# C.W. Herwig Schiedam Aromatic Schnapps



## Shellbay (Feb 26, 2022)

Hello!  This is my first post and I’m hoping someone can help.  I found this bottle in Guantanamo Bay several months ago.  It’s quite similar to a Udolpho Wolfe bottle (found one of those today).  I did a bit of research and was not able to find much on this bottle.  I couldn’t even find a picture of it.  Is anyone one familiar with CW Herwig? 

Thank you!


----------



## Len (Feb 26, 2022)

Wow, we been getting more than one or two new members lately. A belated welcome to our community. I'm going to guess you collect bottles with barnacles too.   Any Spanish-Am. War artifacts come up while you were at Gitmo? Who knows your bottle pic could be one. The Spanish got guns and other supplies from the Germans.


----------



## Shellbay (Feb 27, 2022)

Hi there!  No cool artifacts but a few bottles I think might be super old.  Yes!  All of my bottles are found either in the ocean, buried in the sand dirt or washed up on shore.  Barnacles—- YES! Some are covered with them.


----------



## Shellbay (Feb 27, 2022)

Shellbay said:


> Hi there!  No cool artifacts but a few bottles I think might be super old.  Yes!  All of my bottles are found either in the ocean, buried in the sand dirt or washed up on shore.  Barnacles—- YES! Some are covered with them. View attachment 235115


This is the Herwig bottle when I found it.  A few barnacles, I found it buried in the sand dirt on the shore line showing just a tiny bit of the bottle during low tide.


----------



## Shellbay (Feb 27, 2022)




----------



## Shellbay (Feb 27, 2022)

This is the Wolfe bottle I found yesterday.  It’s been soaking in bleach, will clean it today.  I was beyond THRILLED!!!!!   I discovered Wolfe bottles when I was researching my Herwig bottle!


----------



## Len (Feb 27, 2022)

Hi Shellbay!

A very cool collection all around. I must say though, from what I've seen, some think they're worth more with the barnacles. --In any case its just a matter of preference. As long as you're on the southern flank don't forget the older Spanish treasure galleon wreck wash ups, and keep wearing the reflectors. I've been wearing them for years too.  ... Hey, how about a Dutch gin bot for your next find?


----------



## hemihampton (Feb 27, 2022)

All I could find out is he from Hamburg Germany & sold Case Gin in the 1890's. Also owned a shipping Vessel called the Hertha & employed 250. LEON.


----------



## Shellbay (Feb 27, 2022)

Len said:


> Hi Shellbay!
> 
> A very cool collection all around. I must say though, from what I've seen, some think they're worth more with the barnacles. --In any case its just a matter of preference. As long as you're on the southern flank don't forget the older Spanish treasure galleon wreck wash ups, and keep wearing the reflectors. I've been wearing them for years too.  ... Hey, how about a Dutch gin bot for your next find?





hemihampton said:


> All I could find out is he from Hamburg Germany & sold Case Gin in the 1890's. Also owned a shipping Vessel called the Hertha & employed 250. LEON.

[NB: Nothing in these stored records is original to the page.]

PR #240, opened 2026-05-24
Makefile: avoid GNU install options

jameshilliard:
The install-tools target installs the sunxi-fel man page with "install -D -m0644 -t", which is supported by GNU install but not by BSD install. This breaks "make install" on systems such as macOS.

Create the man page directory explicitly and install the file to its full destination path instead. This matches the existing directory creation used for the binary install path and works with both GNU and BSD install.


apritzel (approved):
Yes, looks good. `-D` indeed seems non-standard, FreeBSD has it, for instance, but with a different semantic. So using the more elaborate version is better.

paulkocialkowski (approved):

Thank you for sharing what you found!


----------



## Shellbay (Feb 27, 2022)

Len said:


> Hi Shellbay!
> 
> A very cool collection all around. I must say though, from what I've seen, some think they're worth more with the barnacles. --In any case its just a matter of preference. As long as you're on the southern flank don't forget the older Spanish treasure galleon wreck wash ups, and keep wearing the reflectors. I've been wearing them for years too.  ... Hey, how about a Dutch gin bot for your next find?


----------



## Shellbay (Feb 27, 2022)




----------



## Shellbay (Feb 27, 2022)

The first thing I do is scrape off those pesky barnacles!


----------



## UncleBruce (Feb 27, 2022)

Shellbay said:


> The first thing I do is scrape off those pesky barnacles!

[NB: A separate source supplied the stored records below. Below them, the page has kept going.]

PR #234, opened 2026-05-14
Optimize FEL USB performance

jameshilliard:
Implementation details: [README.FEL-SPEED.md ](https://gist.github.com/jameshilliard/bc551c260679e53740b63276299b8fe6)

With optimizations:
```c
sunxi-fel -v -p uboot u-boot-sunxi-with-spl.bin write 0x49000000 fit.itb
Tracking FEL device by SID 32c05000:0c004808:01075b8a:2c9a1f11
Switching USB to high-speed mode, setting FEL bulk endpoints to 512-byte packets: 0x05100040: 0x00029940 -> 0x00029860
Selecting FEL device 000:002 by SID
Applying SMC workaround via secure-SVC return thunk...  done.
TOC0: wrapped SPL item 49111 bytes from 0x840, load 0x00020060
TOC0: payload starts at 0xe000
Stack pointers: sp_irq=0x00021400, sp=0x00053FFC
MMU is not enabled by BROM
=> Executing the SPL... done.
loading image "ARM Trusted Firmware" (41065 bytes) to 0x40000000
loading image "U-Boot" (917496 bytes) to 0x4f000000
loading DTB "sun50i-h616-whatsminer" (48408 bytes)
Patching BROM RX FIFO copy to use DMA.
100% [================================================] 41082 kB, 30185.6 kB/s 
Starting U-Boot (0x40000000).
Store entry point 0x40000000 to RVBAR 0x09010040, and request warm reset with RMR mode 3... done.
```

Without optimizations:
```c
sunxi-fel --no-high-speed -v -p uboot u-boot-sunxi-with-spl.bin write 0x49000000 fit.itb
Applying SMC workaround via secure-SVC return thunk...  done.
TOC0: wrapped SPL item 49111 bytes from 0x840, load 0x00020060
TOC0: payload starts at 0xe000
Stack pointers: sp_irq=0x00021400, sp=0x00053FFC
MMU is not enabled by BROM
=> Executing the SPL... done.
loading image "ARM Trusted Firmware" (41065 bytes) to 0x40000000
loading image "U-Boot" (917496 bytes) to 0x4f000000
loading DTB "sun50i-h616-whatsminer" (48408 bytes)
100% [================================================] 41082 kB,  320.0 kB/s 
Starting U-Boot (0x40000000).
Store entry point 0x40000000 to RVBAR 0x09010040, and request warm reset with RMR mode 3... done.
```

PR #241, opened 2026-05-28
fel: add FEL protocol and soc_info_t struct documentation

apritzel:
Add a markdown document describing the basics of the FEL protocol, to give some idea about the expectations and limitations of the protocol.

Also add a description for each member of the soc_info_t struct, and explain how their values should be determined for a new SoC.

### DIFF
--- a/README.FEL.md
+++ b/README.FEL.md
@@ -1,0 +1,175 @@
+# Allwinner FEL operation
+
+The FEL protocol is a proprietary USB protocol developed and solely used by
+Allwinner. The device side is implemented in the Boot-ROM of all Allwinner SoCs.
+The purpose of this protocol is to give easy debug and bootstrapping access
+to the SoC's operation, allowing to upload and execute code without any other
+media connected. This eventually allows to boot operating systems solely via
+the USB interface, or, with the right payload code, to access peripherals on
+the board.
+
+Upon leaving the initial reset state, the primary core starts executing
+Boot-ROM code. One of the first checks is for the status of the "FEL button"
+pin: if this is connected to GND, the Boot-ROM starts executing FEL code. The
+same is true when all of the other media boot methods fail, or when user code
+later jumps to a certain Boot-ROM address (typically offset 0x20).
+
+The Boot-ROM FEL code sets up the MUSB USB0 controller in peripheral mode, and
+waits for connections from a host. The protocol uses four commands:
+- `AW_FEL_VERSION`: returns very basic protocol and SoC information. This mostly
+  just contains a signature and a protocol version number, to confirm that this
+  is really a device using the FEL protocol, and the 16-bit SoC-ID, to identify
+  the SoC model.
+- `AW_FEL_1_WRITE`: writes data into the specified memory area of the SoC.
+  Theoretically any memory location can be used, including MMIO regions, but the
+  accesses are done using byte-wide accessors, so are incompatible with most
+  devices' requirements for 32-bit wide accesses. So in practice those writes
+  must be to either SRAM or DRAM.
+- `AW_FEL_1_READ`: reads data from the specified memory area of the SoC. The
+  same byte-wide accesses as for writes are used, so the same limitations
+  apply: only read from SRAM or DRAM.
+- `AW_FEL_1_EXEC`: branches to the specified memory address to execute code.
+  The Boot-ROM runs in 32-bit mode, so at least the initial instructions
+  must be in AArch32 ARM mode, even on 64-bit SoCs.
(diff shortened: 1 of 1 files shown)


README.FEL.md
```diff
@@ -0,0 +1,175 @@
...
+
+      AWUSBFEX soc=00001855(unknown) 00000001 ver=0001 44 08 scratchpad=00007e00 00000000 00000000
+                       ^^^^
+
+  Sometimes this value can also be found in BSP source code, or read from the
+  SID, with a special sequence.
+- `name`: A string with the short name of the SoC, like `"A133"` or `"T527"`.
+- `spl_addr`: This is the address where the BootROM(BROM) will load an eGON
+  wrapped payload to. Often this is the start of the first SRAM block (SRAM A1),
+  though newer SoCs tend to deviate here. This must be the same value where the
```
dlan17, line 76: for "must be the same value", it would be great to emphasis this choice is taken by sunxi-tools's policy for easing maintenance, not restricted by lowlevel BROM protocol, which I mean it's totally ok to download code to any valid address and execute..

README.FEL.md
```diff
@@ -0,0 +1,175 @@
...
+  BROM will load boot0/SPL from SD card, eMMC or SPI flash, to allow the same
+  SPL binary to work with any load method.
+  The SRAM address(es) should be mentioned in the memory map of the manual, but
+  it's best to confirm this by loading a small code snippet from SD card and
+  printing the load address.
```
dlan17, line 81: is there any public repo available for that small code which able to print the address? or docs recorded for this
(I remember you shared that when I add fel support for A733..)

dlan17 (commented):
This doc is really excellent for people to get overview of soc_info structure, so I realize it's not really necessary to get into too many details which takes extra more efforts, or even we can just leave to improve them later.

README.FEL.md
ssvb: It's not OK to load the U-Boot's SPL to a wrong address because it's not position independent.

README.FEL.md
```diff
@@ -0,0 +1,175 @@
...
+  some areas near the beginning and some areas towards the end of the SRAM.
+  A 512-byte area below the lowest address of the end region is a good choice.
+- `thunk_size`: The available space at `thunk_addr`. 512 bytes are recommended,
+  but a smaller region might be sufficient, if space is really tight.
+- `needs_l2en`: Boolean flag to determine whether payload code must enable
+  the L2 cache. This is only needed for the two oldest SoCs, and can be left
+  out (set to `false`) for every other SoC.
+- `mmu_tt_addr`: Address of some memory area to hold the page tables during
+  the FEL operation. Only needed on older SoCs that enable and require the
+  MMU during FEL operation. Can be left out (set to 0) for newer SoCs.
```
ssvb, line 107: It's not needed on old SoCs either. But it provided significantly faster data transfer speed. See the detailed explanations in the following commit messages:
https://github.com/linux-sunxi/sunxi-tools/commit/e4b3da2b17ee9d7c5cab9b80e708b3a309fc4c96, https://github.com/linux-sunxi/sunxi-tools/commit/a275b246a4c8af44162973ffdc1aaa9da4a074f9, https://github.com/linux-sunxi/sunxi-tools/commit/c32eeb88ff6d90f7b0c4cc64ee0719b2f944aa80. And also the table at https://linux-sunxi.org/FEL/USBBoot#SoC_support_status
The difference between ~180KB/s and ~900KB/s, observed on H3 was gigantic from the practical point of view, considering the typical sizes of the linux kernel images.

jameshilliard: If you have a H3 you should maybe see if [DMA](https://github.com/linux-sunxi/sunxi-tools/pull/234) works on it. I get nearly a 100x speed increase with that on H616 and ported the optimizations based on BROM dump analysis.

README.FEL.md
apritzel: I agree with @ssvb: it's essential to use the same address. Loading mainline U-Boot is the main feature of this tool, so we have to live with the restrictions. If you want to download and execute arbitrary code, you can always do so via the FEL primitives (write & exec), and then you can pick you own addresses. But for the `spl` command it's required to comply with mainline SPL restrictions.

README.FEL.md
apritzel: I wouldn't be aware anything out there. The simplest solution is probably just a few instructions: learn the load address via `adr`, write that value right behind the code, then go to FEL. Then you can scan the SRAM via FEL to find the code and the address written. Maybe I add this to the repo some day.

paulkocialkowski:
Looks really good, thanks for writing it up!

If the bottle was a slick, I would probably leave them.  They make for a more interesting bottle.  Just my two cents.  We don't get barnacles in Missouri for some reason.  Ha ha.


----------



## Shellbay (Feb 27, 2022)

Len said:


> Hi Shellbay!
> 
> A very cool collection all around. I must say though, from what I've seen, some think they're worth more with the barnacles. --In any case its just a matter of preference. As long as you're on the southern flank don't forget the older Spanish treasure galleon wreck wash ups, and keep wearing the reflectors. I've been wearing them for years too.  ... Hey, how about a Dutch gin bot for your next find?





UncleBruce said:


> If the bottle was a slick, I would probably leave them.  They make for a more interesting bottle.  Just my two cents.  We don't get barnacles in Missouri for some reason.  Ha ha.

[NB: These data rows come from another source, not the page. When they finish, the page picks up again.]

PR #242, opened 2026-05-31
Do not try to typedef `bool` for `bare-metal.[ch]`

ijc:
Doing so results in the following with the current compiler in Debian:

```
arm-none-eabi-gcc -march=armv5te -g -Os -marm -fpic -Wall -fno-common -fno-builtin -ffreestanding -nostdinc -fno-strict-aliasing -mno-thumb-interwork -fno-stack-protector -fno-toplevel-reorder -Wstrict-prototypes -Wno-format-nonliteral -Wno-format-security jtag-loop.c bare-metal.c -nostdlib -o jtag-loop.elf -T bare-metal.lds -Wl,-N
In file included from jtag-loop.c:21:
bare-metal.h:59:13: error: 'bool' cannot be defined via 'typedef'
   59 | typedef int bool;
      |             ^~~~
bare-metal.h:59:13: note: 'bool' is a keyword with '-std=c23' onwards
```

I'd have preferred to use `stdbool.h` but that is not easily available with `-nostdinc`.

---

I don't think this is an issue with the Debian compiler, just the fact that it is new enough to have c23 support and/or this new warning.

The affected function (`uart0_puthex`) never appears to have been used from when it was introduced in 4f144b33443e7411cc7cd15436293a15f1b7d911, so I guess it could be removed, but I figured it might be useful for local debug hacking etc. Could also just remove the `newline` support I guess.

### DIFF
--- a/bare-metal.c
+++ b/bare-metal.c
@@ -594,7 +594,7 @@ void uart0_puts(const char *s)
 	}
 }
 
-void uart0_puthex(unsigned long hex, bool new_line)
+void uart0_puthex(unsigned long hex, int new_line)
 {
 	unsigned int chunks = sizeof(hex) * 2;
 	unsigned int i;
--- a/bare-metal.h
+++ b/bare-metal.h
@@ -56,7 +56,6 @@
 typedef unsigned int u32;
 typedef unsigned short int u16;
 typedef unsigned char u8;
-typedef int bool;
 
 #ifndef NULL
 #define NULL ((void*)0)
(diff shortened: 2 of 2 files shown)


ijc:
Could do #243 instead, I think I prefer this one though.

paulkocialkowski:
Please don't open two different pull requests with two different ways to solve the same issue, it is quite annoying. If you like one solution over another, just make one pull request for it and discuss other possible ways in the commit message. If maintainers disagree with it, just respin it differently.

paulkocialkowski:
That's an interesting issue. What u-boot is doing is the following:
```
NOSTDINC_FLAGS += -nostdinc -isystem $(shell $(CC) -print-file-name=include)
```

Which seems like a good way to handle it without the ugly sed part from your other commit.
Could you update this pull request in this direction and close the other one?

Thanks!

ijc:
Sorry, I fat fingered my git push and closed this PR by accidentally deleting the branch instead of updating it.

Seems like even after pushing the branch again I can't reopen. Please see #244 instead.

paulkocialkowski:
That's fine, as long as there is only one :)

I’m new to hunting (about 6 months), not sure what a slick is?  I never considered keeping the barnacles on....... going hunting tomorrow on my kayak- will keep a few “natural” .    People really like them with the barnacles?  I guess since almost every bottle I find has at least 1 or 2 on them (some completely covered) I didn’t realize it was “a thing”.


----------



## Len (Feb 27, 2022)

Yo! Ho! Shellbay,

Slick- Smooth, no embossment or other traceable info.

Aye, you can bank on that "thing," matte.  And be you in the tropics long enough, you might need a bigger boat.  ARrrr!/congrats. --L


----------



## THE BEAR (Mar 3, 2022)

Shellbay said:


> Hello!  This is my first post and I’m hoping someone can help.  I found this bottle in Guantanamo Bay several months ago.  It’s quite similar to a Udolpho Wolfe bottle (found one of those today).  I did a bit of research and was not able to find much on this bottle.  I couldn’t even find a picture of it.  Is anyone one familiar with CW Herwig?
> 
> Thank you!View attachment 235111


Great way to take a picture, on shells.


----------



## Len (Mar 3, 2022)

It looks a lot like Shellbay's bot on p1. Might have been intended for an ethnic German customer community nearby. Maybe the same bottle maker too. Then along comes TR... (We could use him today. )


----------



## Wildcat wrangler (Mar 7, 2022)

First things first- welcome! That pretty bottle is right up my alley. And I love the way you photographed it. Creative, and it would help prop it up to catch the right light on the embossment for pix? Good job. Sweet bottle, too!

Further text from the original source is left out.